No right? This is where positional embeddings adjustment comes handy.
“Rose” in the first sentence will have embedding information closer to the all the different types of flowers.
“Rose” in the second sentence will have embedding information close to the personality of Rose, the person.
d. Self Attention
Lovely! The fact that you have reached this section probably means you are following along :)
From the previous step we have the positional embeddings - We can use them for semantic calculations.
But all of this process is still going to be computationally too intense in the larger scheme of things.
Remember we talked how RNNs are sequential modelling techniques which was not practically feasible for a real world application - then came “Self attention transformer” model which helps identify how each tokens could be processed in parallel and the most important words are identified from the overall sentence.
When you ask ChatGPT - “How is the weather in Delhi?” - Chatgpt only processes “weather” , “Delhi” , thereby reducing operations and improving efficiency. But how does that happen?
- Compute the attention score for each token
where Attention(Query,Key) = (Query (dot) Transpose(Key)) / square root(vector dimension)
where Query = “How” , Key = each word of the sentence (“is”,”the”,”weather”,”in”,”Delhi”) , Dimension = scalar value of the vector size.
Remember we know that matrix operations can create new semantic values ?
So for each of the words we now have a value vector(V).
We now create a normalized score using softmax
The V for each token is weighted across the tokens using the normalized scores using
Attention(Query,Key,V) = softmax(Attention(Query,Key)) x V
This process is repeated multiple times across combinations of the “Attention” values - Multi Head Self Attention.
This Multi-Head self attention then feeds the value to a “Feed Forward Network (FFN)” which applies non-linearity and transformations.
We get the single representation from the FFN for a sentence.
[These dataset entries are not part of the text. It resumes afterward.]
PR #5055, opened 2019-04-19
Modularize our TLS & hash detection

tiennou:
It's been bothering me for a while, and I had a leftover attempt already, so here it is.

This (somewhat hackily) moves all the backend detection code in one place, and rewire the SHA1 checks to be more logical w.r.t backend availability.

So now `USE_SHA1=ON/CollisionDetection/Backend/Generic`, with a potential `OFF` for when @pks-t hashing works comes to fruition 😉.


ethomson:
The term "backend" is not obvious in its verbiage to me.  Our goal is to use the same mechanism for SHA1 as we use for TLS.  But I don't think the word "backend" conveys that intent.

tiennou:
Backend is a libssh2-ism. Alternatives are "HTTPS", "TLS" (which should be what "HTTPS" is), "Crypto". I hesitate between TLS and Crypto (since I believe ultimately we're going to use both TLS and hashing).

CMakeLists.txt
```diff
@@ -52,11 +52,9 @@ OPTION(TAGS				"Generate tags"						OFF)
 OPTION(PROFILE				"Generate profiling information"			OFF)
 OPTION(ENABLE_TRACE			"Enables tracing support"				OFF)
 OPTION(LIBGIT2_FILENAME			"Name of the produced binary"				OFF)
-
-   SET(SHA1_BACKEND 			"CollisionDetection"			       CACHE STRING
-       "Backend to use for SHA1. One of Generic, OpenSSL, Win32, CommonCrypto, mbedTLS, CollisionDetection.")
 OPTION(USE_SSH				"Link with libssh2 to enable SSH support"		 ON)
 OPTION(USE_HTTPS			"Enable HTTPS support. Can be set to a specific backend" ON)
+OPTION(USE_SHA1				"Enable SHA1. Can be set to CollisionDetection(ON)/Backend/Generic" ON)
```
pks-t: Doesn't this mean that a user now cannot choose e.g. OpenSSL for HTTPS and mbedTLS for SHA1? No idea why one would want that, but I've learned that there's always a usecase for the weirdest things. Might be fine to drop that support, though

pks-t:
> Backend is a libssh2-ism. Alternatives are "HTTPS", "TLS" (which should be what "HTTPS" is), "Crypto". I hesitate between TLS and Crypto (since I believe ultimately we're going to use both TLS and hashing).

"HTTPS", because if we name it "Crypto" or "TLS" then there's no connection to the "-DUSE_HTTPS" parameter. Even better would be "HTTPS_BACKEND", if you ask me.

CMakeLists.txt
tiennou: True, I forgot to point that out. The rationale is that backend "cross-breeding" was only supported as a result of sheer luck, since the detection is only made as part of the backend selection. Since are orthogonal, the only "sane" combinations would be the ones listed.

cmake/Modules/SelectHashes.cmake
```diff
@@ -0,0 +1,65 @@
+# Select a hash backend
```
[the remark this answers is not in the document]
tiennou: I was planning to just stash whatever build support we need for hashes in that file as needed, hence the generic name. It could be easily morphed into a function/loop over hashes or something else.

tiennou:
I don't have any hard opinion on the naming (this is CMake after all), so I'm okay with anything we like (though my preference would be to switch to `USE_TLS` and back-compat `USE_HTTPS` to that).

So `-DUSE_HTTPS=ON/OpenSSL/mbedTLS/SecureTransport/OFF`, `-DUSE_SHA1=SHA1DC/HTTPS/Generic` ?

Huh. I can't express `-DUSE_HTTPS=NO`, `-DUSE_SHA1=$backend` 🤔. Is that something we want ?

ethomson:
> Backend is a libssh2-ism. 

We _also_ use the term "backend" but we use it so frequently (our own ODB / refdb backends, etc) that it needs disambiguation, IMO.

> Even better would be "HTTPS_BACKEND", if you ask me.

This seems reasonable to me, too.

> "TLS" (which should be what "HTTPS" is)

Why do you say that?  TLS is a cryptosystem for transport layers.  HTTPS is a usage of TLS for one _particular_ transport layer.  At the moment, the only TLS-enabled protocol that we support is HTTPS, so it doesn't seem like much is gained by changing this, at the moment.

> Huh. I can't express -DUSE_HTTPS=NO, -DUSE_SHA1=$backend 🤔. Is that something we want ?

Hmm.  I definitely want to be able to compile w/o a specific HTTPS backend.  (`USE_HTTPS=OFF` or whatever).  But my only motivation would ever be to bring my own stack, so I would never want to disable HTTPS but also use OpenSSL for SHA1.

(Using anything but SHA1DC is a big red flag _anyway_ but I'm trying to remember that we should think about hash backends, since we will likely want to use these for SHA256.)

pks-t:
> Hmm. I definitely want to be able to compile w/o a specific HTTPS backend. (USE_HTTPS=OFF or whatever). But my only motivation would ever be to bring my own stack, so I would never want to disable HTTPS but also use OpenSSL for SHA1.

So... maybe we ought to keep the existing manual backend selection for SHA1 and make the detection work independent of the HTTPS backend? If we do that, then I'd still like to see the `HTTPS_BACKEND` flag added, though, as I think it's quite useful.

tiennou:
Let me clarify: we currently have `USE_HTTPS` and `HTTPS_BACKEND`, the former as a public option, which is used to either autoselect or defer to the latter, which is where the detection is done. Our SHA1 detection doesn't detect anything: it piggybacks on whatever the previous part did, unless it's an "internal" backend (and it usually is because we default to SHA1DC).

So, there are *some* gaps, but 
> I definitely want to be able to compile w/o a specific HTTPS backend.

That looks fine, as long as you stick with generic or SHA1DC.
>  If we do that, then I'd still like to see the HTTPS_BACKEND flag added, though, as I think it's quite useful.

That's mostly-handled, by virtue of either `USE_HTTPS=$backend`. Direct usage of `HTTPS_BACKEND` might be hampered by the autoselection overriding it.

pks-t:
> Our SHA1 detection doesn't detect anything: it piggybacks on whatever the previous part did, unless it's an "internal" backend (and it usually is because we default to SHA1DC).

Yeah, unfortunately. For my part, I consider this a weakness of our current setup and think that they should be untied from each other. As you said, if you were to build with USE_HTTPS=NO, then we do not do any autodetection at all. That's fine as long as we use the SHA1DC or Generic backends, but in case we use external ones then we also didn't set up linking against their libraries and fail.

I don't know. I bet it's mostly a theoretical scenario, and it didn't work without this PR anyway. Maybe it even improves that situation, as now we at least don't give users the chance to choose a SHA1 backend that we then fail to link against in case of USE_HTTPS=OFF.

tiennou:
> That's fine as long as we use the SHA1DC or Generic backends, but in case we use external ones then we also didn't set up linking against their libraries and fail.
> I bet it's mostly a theoretical scenario, and it didn't work without this PR anyway.

It would have failed at link-time, depending on the "staticity" of the built product, only if you had used an explicit `SHA1_BACKEND=$backend`. Else we'd default to SHA1DC anyways.

I think what this PR is after is mostly making that limitation explicit: we only support using the current HTTPS backend as our SHA backend if it's enabled and available, or an internal one (plus bonus modularizing).

I think apart from a potential naming fixup we're ok with such a change ?

tiennou:
Rebased, I've gone through all "unlabelled" Backends I've added and switched to `HTTPS`. `USE_SHA1` now takes `ON/CollisionDetection/HTTPS/Generic`.

pks-t:
As this is a backwards-incompatible change to our build options, could you please add a note to our CHANGELOG.md, both mentioning the changed option name as well as what actually changed? Otherwise I'm fine with this, thanks!

tiennou:
Err, docs/changelog.md seems completely unaware of the impending hem, "changes", so as it stands, it looks more like brewing a merge conflict than anything 😉. I've thus wrote a complete commit message, which should help explain what's happening, but if you feel like I should setup a v0.x changelog in here, that's fine as well.

pks-t:
On Thu, Jun 13, 2019 at 07:51:04AM -0700, Etienne Samson wrote:
> Err, docs/changelog.md seems completely unaware of the
> impending hem, "changes", so as it stands, it looks more like
> brewing a merge conflict than anything 😉. I've thus wrote a
> complete commit message, which should help explain what's
> happening, but if you feel like I should setup a v0.x changelog
> in here, that's fine as well.

Yeah. I know that @ethomson has created the upcoming v0.28.0+1
section in some other PR, detailing changes to the HTTP parser
dependency in CMake. I don't quite care whether there's a merge
conflict, in the end it should be trivial to resolve (and I don't
have to do that *heh*).

If you ask me, this change here should definitely be mentioned in
the changelog, as we copy that into the final release notes when
tagging. Thing is that packagers as well as developers should see
breaking changes immediately. So this does not only include
interface changes, but also build instruction changes.

ethomson:
> If you ask me, this change here should definitely be mentioned in the changelog, as we copy that into the final release notes when tagging.

I think this makes sense, too.  Normally I'd be happy to deal with the conflicts, but let me just fix up #5108 and merge it so that you can add a description to the `v0.28 + 1` section that I'm adding.  One sec...

pks-t:
@tiennou: #5108 is merged, so could you please rebase on top of that and mention the change in our new CMake-breaking-changes section? I want to finally ship this :)

tiennou:
:shipit:

pks-t:
Thanks a lot, @tiennou!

e. Contextual Vector Generation and Output
After passing through multiple transformer layers each token embedding becomes a context vector.
The output of the encoder is finally the desired output:
Classification : [CLS]
Translation : The context vector is passed to the decoder.
Done! You now know the key process of how your input text is tranformed in a efficient manner and passed to the decoder for sequence predictions etc.